If you want to modify prompt on each single question, you can full some other information into 'others' and construct it.

### Step-2: Evaluation Configuration(Compare Mode)

Taking Alignbench as an example, `configs/datasets/subjective/alignbench/alignbench_judgeby_critiquellm.py`:

1. First, you need to set `subjective_reader_cfg` to receive the relevant fields returned from the custom Dataset class and specify the output fields when saving files.
2. Then, you need to specify the root path `data_path` of the dataset and the dataset filename `subjective_all_sets`. If there are multiple sub-files, you can add them to this list.
3. Specify `subjective_infer_cfg` and `subjective_eval_cfg` to configure the corresponding inference and evaluation prompts.
4. Specify additional information such as `mode` at the corresponding location. Note that the fields required for different subjective datasets may vary.
5. Define post-processing and score statistics. For example, the postprocessing function `alignbench_postprocess` located under `opencompass/opencompass/datasets/subjective/alignbench`.

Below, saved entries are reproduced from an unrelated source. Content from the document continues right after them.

PR #2569, opened 2020-02-03
Link to sctransform methods that populate slots of SCTransform output

amcdavid:
This will hopefully make it clearer to users what they are getting, and why in the returned object


mojaveazure:
Hi Andrew,

Thanks for catching this!

Issue #1260, opened 2019-03-21
FeaturePlot issues and suggestions in Seurat3


jeremycfd:
I've noticed a few problems with the Seurat3 FeaturePlot function that I wanted to provide feedback on:
1) When using the split.by option, FeaturePlot correctly separates according to the factor of interest; however, it seems that each sub-plot scales the color (corresponding to feature expression) separately. This only became obvious to me when I plotted a feature that is not expressed in any cells in one of the sub-plots. The default behavior with facet_wrap() is to maintain the color scale across all subplots, and I think that should probably be the default here as well (and also provide the option to display that scale if possible); otherwise, I fear a lot of people will be inadvertently mislead by these plots.

2) The ncol option in FeaturePlot doesn't seem to work as far as I can tell, or perhaps just not how I envision it working. Setting it to any value doesn't seem to change the resulting plot. I think most people would appreciate being able to control this in a way similar to nrow and ncol options in ggplot2's facet_wrap(), at least if there is only a single feature being plotted, which currently can be done by tacking on the facet_wrap() to the FeaturePlot object.

3) I understand if you don't want to implement this as a feature, but do you have any suggestions on how to edit the font size for different aspects of the FeaturePlots through ggplot() options? I've dug through the FP object but haven't been able to find where those sorts of things are defined.

Thanks!

andrewwbutler:
Hi,

Thanks for the feedback!

1. I agree. The `split.by` option still needs a bit of work regarding scaling/legends. Will post back here when we have any updates.
2.  I'm not sure what issue you're having with `ncol`. Using `pbmc_small`, this example shows changing from 3 to 1 column. Could you provide an example where it breaks?
```R
FeaturePlot(object = pbmc_small, features = c("MS4A1", "LYZ", "CD3D"), ncol = 3)
FeaturePlot(object = pbmc_small, features = c("MS4A1", "LYZ", "CD3D"), ncol = 1)
```
3. When possible, all plots that Seurat v3 produces are made using the ggplot2. Things like font size are controlled through the theme framework. 
https://ggplot2.tidyverse.org/reference/theme.html
So for example, to change the axis text size:
```R
FeaturePlot(object = pbmc_small, features = "MS4A1") + theme(axis.text = element_text(size = 20))
```

bumproo:
Hi,
[...]

PR #2620, opened 2020-02-14
Consistent `FeaturePlot` axis limits

mfansler:
This partially addresses what is documented in Issue #1260. In particular, it fixes a bug in `FeaturePlot` that currently causes the shared y-axis limits to be discarded during subsequent changes to the axis.

Ideally, a proper fix would rework the code to avoid overwriting the axis scaling in the first place. Instead, this PR minimally patches the current code to make sure the `limits` argument of `scale_y_continuous` is consistently set throughout.


mfansler:
Looking at this again, I realized that the issue I cited does not actually document the bug this fixes. Below is an example, where splitting by samples (`condition` in the code below) results in subsets of cells that occupy different parts of the tSNE plot. The current `FeaturePlot` code fails to preserve the y-axis across the plots, making it less than ideal for visual comparison. This PR would instead yield consistent axes applied throughout.

---

### Example Code

``` lang: r
library(magrittr)
library(Seurat)

## data from Dobie et al., 2019
seu.chronic %>%
  subset(subset=(enrichment == "HSC")) %>%
  FeaturePlot(features=c("nGene", "nUMI", "percent.mito", "effectiveGenes"), 
              split.by="condition", label=TRUE, coord.fixed=TRUE,
              cols=viridis::plasma(20))
```

### Result
image

mojaveazure:
Thanks for catching this, Mervin!

sameetmehta:
This problem is not fully solved.  I used another dimensionality reduction, but the plot is with x, and y limits c(-1, 1).  If I trying to do `p + xlim(-0.05, 0.05)`, and I have used `split.by` in the `FeaturePlot`, only the last plot is plotted at correct limits, not the others.

mfansler:
> This problem is not fully solved. I used another dimensionality reduction, but the plot is with x, and y limits c(-1, 1). If I trying to do `p + xlim(-0.05, 0.05)`, and I have used `split.by` in the `FeaturePlot`, only the last plot is plotted at correct limits, not the others.

Hi @sameetmehta 

This patch was not intended to provide post-processing adjustments such as that shown by your example. AFAIK, currently there is not an interface in the API to manually specify axis limits. In order to get your example to work effectively as a post-processing adjustment, one would need to iterate through all the subplots in the ggplot object and add the `xlim(...)` directive to each.

If this is a feature you expect to frequently require and suspect others might want it, then it may be worth adding it to the API directly (i.e., avoid post-processing). In that case, consider creating a new issue for such a feature request and see if there is any feedback for how best to add it. At a glance, I think one could add `xlims` and `ylims` arguments to the `FeaturePlot` function, then check to see if those are non-NULL ([probably here in the code](https://github.com/satijalab/seurat/blob/0bbb2797e0a717aa7dc09d95781be53987f1907f/R/visualization.R#L1107)), using those values instead of the extremes of the data.

Issue #2629, opened 2020-02-17
MULTIseqDemux: Error in model(x) : could not find function "model"


AbbiEdwards:
I am attempting to demultiplex some ECCITE-Seq data, HTODemux doesn't seem to work for any of my replicates whatever parameter I use but it was suggested that MULTIseqDemux would be more suitable anyway.

I have one rep which runs perfectly through and gives expected clustering results but the other rep gives this error: Error in model(x) : could not find function "model"

It has been treated exactly the same, following the vignette using the output from cite seq count. In previous issues I have seen people suggest removing tag that haven't worked/ tags with zeros in the cite seq count output but there are no zeros that I can see. The only difference between the two is the first has 9000 cells and the second 8000.

htoRep2 <- Read10X("../cite-seq/rep2/umi_count", gene.column = 1)
rownames(htoRep2) <- str_remove(rownames(htoRep2), "-[^-]+$")
hashtags2 <- setdiff(rownames(htoRep2), "unmapped")
htoRep2 <- htoRep2[hashtags2,]
htoRep2 <- CreateSeuratObject(counts = htoRep2, assay = "HTO")
htoRep2 <- NormalizeData(htoRep2, assay = "HTO", normalization.method = "CLR")
htoRep2 <- MULTIseqDemux(htoRep2, assay = "HTO", verbose = TRUE, autoThresh = TRUE, qrange = seq(from = 0.1, to = 0.9, by = 0.05))

Am I doing something very stupid and obvious?

bbimber:
I just started hitting this too, FWIW

bbimber:
I think this is related to error handling in classifyCells.  this is the code from MULTIseq's implementation:

model <- tryCatch( { approxfun(bkde(barTable.n[,i], kernel="normal")) },
                   error=function(e) { print(paste0("No threshold found for ", colnames(barTable.n)[i],"...")) } )
if (class(model) == "character") { next }

and here is Seurat's port of it:

model <- tryCatch(
      expr = approxfun(x = bkde(x = data[, i], kernel = "normal")),
      error = function(e) {
        message("No threshold found for ", colnames(x = data)[i], "...")
      }
    )
    if (is.character(x = model)) {
      next
    }

In the first case, when an error occurs, model becomes the result of print(), so a string.  in the second case, the return is message(), which sets model to NULL.  Therefore the check "class(model) == "character")" doesnt work as intended.

AbbiEdwards:
This bugfix worked for me, thank you!

PR #2651, opened 2020-02-23
Bugfix Multiseq's classifyCells

bbimber:
# Note

See #2629.

I believe the differences in the tryCatch between Multiseq's implementation and the seurat port need different error handling.  Since you're using message(), the result from an error is NULL, not a string (like multiseq's code would do).  this small change should fix this.


andrewwbutler:
Makes sense to me. Thanks for the fix!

### Step-3: Launch the Evaluation

```shell
python run.py config/eval_subjective_score.py -r
```

The `-r` parameter allows the reuse of model inference and GPT-4 evaluation results.

The response of JudgeLLM will be output to `output/.../results/timestamp/xxmodel/xxdataset/.json`.
The evaluation report will be output to `output/.../summary/timestamp/report.csv`.

## Multi-round Subjective Evaluation in OpenCompass

In OpenCompass, we also support subjective multi-turn dialogue evaluation. For instance, the evaluation of MT-Bench can be referred to in `configs/datasets/subjective/multiround`.

In the multi-turn dialogue evaluation, you need to organize the data format into the following dialogue structure:

```
"dialogue": [
    {
        "role": "user",
        "content": "Imagine you are participating in a race with a group of people. If you have just overtaken the second person, what's your current position? Where is the person you just overtook?"
    },
    {
        "role": "assistant",
        "content": ""
    },
    {
        "role": "user",
        "content": "If the \"second person\" is changed to \"last person\" in the above question, what would the answer be?"
    },
    {
        "role": "assistant",
        "content": ""
    }
],
```

It's important to note that due to the different question types in MTBench having different temperature settings, we need to divide the original data files into three different subsets according to the temperature for separate inference. For different subsets, we can set different temperatures. For specific settings, please refer to `configs\datasets\subjective\multiround\mtbench_single_judge_diff_temp.py`.